Eureka moment: I am Chihiro, Spirited Away

I am the kind of person who watches movies. Who really watches them not because I am bored, not because I got nothing to do. I really think that it is necessary for my well-being. Don’t get me wrong, I am not necessarily a movie buff. I just watch movies. I say that a lot and I claim still that I am not a movie buff *ahem* Watching movies just helps me think, helps me reflect, helps me understand myself more, helps me understand other people more. It is really fascinating. You should try watching movies, you know, really watch them.

Studio Ghibli films are just my type of movie that I know will come in handy in the future because its productions, though animated (and if films are animated, they are usually for kids), is filled with so much umm feels. Emotion. Let me skip topic and let us talk about this all-time favorite Studio Ghibli film of mine — Spirited Away.

a07d9ea365f75a90cfbdf015a0d90dd6

I hadn’t known then how strikingly familiar this film would be to me in the next few years.
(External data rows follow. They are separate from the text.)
PR #210, opened 2016-04-18
[#117356487] Port scan - do not merge

mtekel:
## What

[Check that deployed applications can't see certain things](https://www.pivotaltracker.com/n/projects/1275640/stories/117356487)

We want to ensure that apps running inside CF can't connect to CF components. To verify that, we run port scan from within app container. We check all ports on all CF VMs (including the cell that the app runs on). The app should not be able to connect to anything.

## How to review

Apply. Observe run of the `port-scan` job. It should finish successfully. The job takes about 8 mins.

## Who can review

You! Unless you're me.


mtekel:
There is st. wrong with CF. The scans run either 530s (+-1s very consistent between runs, same for staging and runtime scans), or they get completely stuck and time out. One scan unblocked and finished once I `wsh`d into the container... (after 81 mins). Not sure if the same issue would be present in different CF version...

mtekel:
With the new nmap settings, it seems less likely to get into reduced perf. state.

alext:
I wonder whether this would be better if the orchestration was done by the custom-acceptance-tests - ie have the test suite deploy this nmap app to CF, and collect the results of the test run.

keymon:
Closing this PR. Definitive implementation will be done in other story.

PR #211, opened 2016-04-18
Concourse pipeline linting

Jonty:
## What

Pipecleaner is a small tool I wrote to help spot concourse pipeline errors quickly before we actually run them in concourse. It was written during another story to help with refactoring pipelines and made the whole process substantially faster.

It can check for the following issues:

* Resources being used in a job that have not been defined in the `resources:` block. (Fatal)
* Resources that have been defined in the `resources:` block and are not used in the pipeline. (Warning)
* Resources being used in an `input:` block that have not been `get:`-ted. (Fatal)
* Resources that have been `get:`-ted and are not used in the job. (Warning)
* `output:`s that are not used later in the job. (Warning)

By default it will exit with a nonzero exit code for any Fatal errors, and will exit with a nonzero code for Warnings if you pass the `--fatal-warnings` flag.

If some checks are not desired (e.g. unused outputs) they can be disabled with the `--ignore-types` flag.

Travis is configured to test all concourse pipelines by default, but will only fail the tests on Fatal, not Warning level errors.

## How to review

Run `make lint_concourse`, you should see warnings for minor problems in our pipelines:
```
==  paas-cf/concourse/pipelines/create-bosh-cloudfoundry.yml  ==
* Unused Output: job='smoke-tests', resource='smoke-tests-log'
* Unused Output: job='performance-tests', resource='tests-results'
* Unused Fetch: job='generate-cf-secrets', resource='concourse-tfstate'
* Unused Fetch: job='generate-cf-secrets', resource='vpc-tfstate'

==  paas-cf/concourse/pipelines/destroy-microbosh.yml  ==
* Unused Fetch: job='bosh-init-delete', resource='bosh-tfstate'
```

## Who can review
Someone who isn't @jonty.

### DIFF
--- a/Makefile
+++ b/Makefile
@@ -1,4 +1,4 @@
-.PHONY: help test spec lint_yaml lint_terraform lint_shellcheck check-env-vars
+.PHONY: help test spec lint_yaml lint_terraform lint_shellcheck lint_concourse check-env-vars
 
 .DEFAULT_GOAL := help
 
@@ -11,7 +11,7 @@ YAMLLINT=yamllint
 check-env-vars:
 	$(if ${DEPLOY_ENV},,$(error Must pass DEPLOY_ENV=<name>))
 
-test: spec lint_yaml lint_terraform lint_shellcheck ## Run linting tests
+test: spec lint_yaml lint_terraform lint_shellcheck lint_concourse ## Run linting tests
 
 spec:
 	cd concourse/scripts &&\
@@ -37,6 +37,9 @@ lint_terraform: dev
 
 lint_shellcheck:
 	find . -name '*.sh' -not -path './vendor/*' | xargs $(SHELLCHECK)
+
+lint_concourse:
+	cd .. && python paas-cf/concourse/scripts/pipecleaner.py paas-cf/concourse/pipelines/*.yml
 
 .PHONY: globals
 globals:
--- a/concourse/pipelines/create-deployer.yml
+++ b/concourse/pipelines/create-deployer.yml
@@ -169,6 +169,8 @@ jobs:
         image: docker:///governmentpaas/curl-ssl
         inputs:
         - name: paas-cf
+        outputs:
+        - name: ssh-keygen
         params:
           AWS_DEFAULT_REGION: {{aws_region}}
         run:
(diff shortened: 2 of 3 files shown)


Makefile
```diff
@@ -38,6 +38,9 @@ lint_terraform: dev
 lint_shellcheck:
 	find . -name '*.sh' -not -path './vendor/*' | xargs $(SHELLCHECK)
 
+lint_concourse:
+	cd .. && python paas-cf/concourse/scripts/pipecleaner.py paas-cf/concourse/pipelines/*.yml
```
alext: Why is the `cd ..` needed here?

Jonty: Where we import external pipeline configuration [from other files](https://github.com/alphagov/paas-cf/blob/master/concourse/pipelines/create-bosh-cloudfoundry.yml#L1145) we refer to the files by their full filepath including the `paas-cf/` component. I _could_ have attempted to determine the root you're in and automatically stripped it, but it seemed cleaner to just switch to the location that concourse will actually run from.

Ugly, but probably easier to understand when it goes wrong.

HenryTK:
If this tool is used in an automated process then we should run it with the `--fatal-warnings` flag, otherwise we would not be forced to clean up code which is sub-standard. Exiting non-zero for warnings seems more like a default behaviour for something called a 'cleaner'.

HenryTK:
The documentation for this script seems to only exist in the PR and commit message. Is there a more visible place for it?

Jonty:
@HenryTK:
1. I have not turned on `--fatal-warnings` as we currently have ~5 warnings in our main manifests and I want to get this merged before fixing them. Also, one of the warnings is non-trivial to fix (`Unused Output: job='smoke-tests', resource='smoke-tests-log'`) as it is due to a shared file between jobs.
2. I was going to write a `README.md` for it, but that would involve moving it to another directory or repo. Suggestions on where it can live are welcome - perhaps I should just add a large docblock to the head of the file?

HenryTK:
@Jonty:

1. Reasonable. You can disregard my comment. It came from a worry that these useful warnings will just become ignored if we only use the script via Travis. We as developers always have the option of running it manually for quality control.
2. A docblock should suffice. README.md may be a bit overkill.

Jonty:
@HenryTK I've added doc to the top of `pipecleaner.py`, does that look ok?

HenryTK:
@Jonty: looking good.

PR #212, opened 2016-04-18
[#117356487] Port scan 2 - do not merge 

combor:
## What

[Check that deployed applications can't see certain things](https://www.pivotaltracker.com/n/projects/1275640/stories/117356487)

This is different than https://github.com/alphagov/paas-cf/pull/210 approach to network scanning.
In this test we are not using `nmap` but our own port scanner written in go by using this library: https://github.com/anvie/port-scanner. This approach brings some pros and cons and we need to decide which one is better.

#### Cons
- nmap is much better as port scanner, it's highly parallel and faster
- this port scanner app scans all host in parallel but does port scanning in serial 
- it's slower as we need ~ 25mins to scan 40 VMs

#### Pros
- much better integration with our tests framework - it runs as a part of custom-acceptance tests
- we've got ( simple ) source code
- we can easily extend it and improve scanning speed ( by parallelising scanning of ports )
- we don't need another custom task to run test - less duplication of efforts

## How to review

Deploy from branch and check if custom-acceptance pass

## Who can review
Not myself.

### DIFF
--- a/concourse/pipelines/create-bosh-cloudfoundry.yml
+++ b/concourse/pipelines/create-bosh-cloudfoundry.yml
@@ -1231,6 +1231,7 @@ jobs:
           - get: cf-manifest
             passed: ['cf-deploy']
           - get: bosh-CA
+          - get: concourse-manifest
       - task: generate-test-config
         config:
           platform: linux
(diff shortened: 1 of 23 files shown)


combor:
I just noticed that it fails after I have rebased from master with:
```
FAILED
Server error, status code: 400, error code: 100001, message: The app is invalid: buildpack custom buildpacks are disabled
```

Unfortunately I'm using custom buildpack because of:  https://github.com/anvie/port-scanner/pull/4 . So we need either enable it for testing purposes or merge https://github.com/alphagov/paas-cf/pull/207 which brings Go 1.6

keymon:
Closing this PR. Definitive implementation will be done in other story.

BTW, finally we will likely use nmap.

keymon:
+1 for caching.

PR #213, opened 2016-04-18
[#115869119] Migrate BOSH to S3 / RDS

timmow:
🔺 🔺 🔺 🔺 🔺 🔺 🔺 🔺 🔺 🔺 
Do not just merge this - the changes require that we apply this manually to the ci, stage, and prod environments. From the summary in pivotal -

> We have decided we should tear down the cloudfoundry deployment on each environment before applying - this process has been tested by deploying master, running the destroy cloudfoundry pipeline and  applying the changes in the branch.

We have decided to do this because we have the luxury of being able to rebuild these environments, and we are unlikely to need to migrate the bosh state in the future so there is little value in working out how to do this
🔺 🔺 🔺 🔺 🔺 🔺 🔺 🔺 🔺 🔺 

**What**

Story: [Migrate BOSH to S3 / RDS](https://www.pivotaltracker.com/story/show/115869119)

We want to use rds and s3 for bosh so so that we can recreate it if something goes wrong.

This updates the deployment to create the relevant s3 buckets and rds instances, and apply a new instance role to all vms managed by bosh so they are able to access the s3 bucket.

It also moves the secret generation before the bosh terraform run, as we need the secret to be available before the bosh terraform run, and it is better to generate all our secrets in one job rather than having multiple

Checkout this branch

If you have an existing deployment from master - delete the cloud foundry deployment and then apply this. If not building an environment from scratch should work.

Check you can destroy the bosh instance and re run the pipeline and not lose information about the deployment. Don't delete the attached disk or bosh-init will failt and you would have to edit the state file manually.

**Who should review this PR**

* Anyone but me, @jonty, or @saliceti (and probably not @keymon...)


terraform/bosh/rds.tf
```diff
@@ -0,0 +1,61 @@
...
+resource "aws_db_parameter_group" "default" {
+    name = "${var.env}-bosh"
+    family = "postgres9.4"
+    description = "RDS Postgres default parameter group"
+}
+
+resource "aws_db_instance" "bosh" {
+  identifier = "${var.env}-bosh"
+  name = "bosh"
+  allocated_storage = 10
```
jimconner: Utilisation of this DB seems to be around 340MB, so is 10GB allocation perhaps a bit overkill here - we could save a few pennies off our hosting bill with a smaller value.

timmow: Good point, it seems like 5 is the lowest possible value, I will update it

timmow: @jimconner Updated and force pushed, and also fixed a conflict with master

jimconner:
All tested and working superbly - Ready for merging.... just as soon as the Travis checks start passing again.

PR #214, opened 2016-04-18
Enable worldwide access to apps in prod/stage

Jonty:
## What
This PR allows worldwide router access on Staging and Prod so tenants can actually have non-GDS people use them. Staging is exposed so that we have an identical environment to Prod being tested before changes are deployed in Prod.

## How to review
Ugh. Modify your `terraform/dev.tfvars` file to have the same `web_access_cidrs = "0.0.0.0/0"` line that is now in `staging.tfvars` and `prod.tfvars`, then deploy your environment with it.

Push an example application such as [the one](https://github.com/alphagov/paas-cf/tree/master/tests/example-apps/static-app) in our tests.

From a host external to the GDS office `curl` the application and check that it works. If you don't have something to SSH to or a VPN you can use, go to a coffee shop.

## Who can review
No @HenryTK or @jonty.


mtekel:
works

PR #215, opened 2016-04-19
Ensure etcd cluster is updated serially

alext:
## What

Ensure that the etcd cluster is upgraded in a way that maintains the cluster health. This problem was discovered while reviewing #207.

Without this, when upgrading the cluster (eg for a stemcell version
change), the first node will be upgraded, then the other 2 will be
upgraded in parallel, resulting in the cluster losing quorum. This then
requires manual intervention to recover from.

## How to review

Deploy a change that will cause all 3 etcd machines to be re-created (eg a stemcell version bump). Verify that they update cleanly, and that the cluster is healthy afterwards (run `/var/vcap/packages/etcd/etcdctl cluster-health` on one of the nodes).

## Who can review

Anyone but myself.

### DIFF
--- a/manifests/cf-manifest/deployments/030-cf-jobs.yml
+++ b/manifests/cf-manifest/deployments/030-cf-jobs.yml
@@ -247,6 +247,24 @@ jobs:
           services:
             etcd: {}
 
+  - name: etcd_z2
+    templates: (( grab meta.etcd_templates ))
+    instances: 1
+    persistent_disk: 10024
+    resource_pool: medium_z2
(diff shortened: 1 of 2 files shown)


alext:
The test failure looks to be unrelated to this change. There seem to be problems installing shellcheck in Travis, probably because the version in debian sid that we're installing is no longer compatible with the ubuntu image used in Travis (there are package version conflicts)

mtekel:
Indeed this forces serial updates on etcd.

A month ago, I decided to leave a place I considered a home and friends I have considered a family. It was not an easy decision to make but in order to grow, I needed to. It also has long been a toxic place for me where I felt my growth as a professional was restraint and I cannot live in a place where learning is void, I just can’t. I will hold myself responsible if I did not do well in this life God gave me. In this life, I get only one shot, and I will make the most out of it. Now, I am back in my hometown with a heavy heart and a bad case of sepanx (separation anxiety). I like what I am doing now, I feel like this is a job meant for a BS DevCom graduate but.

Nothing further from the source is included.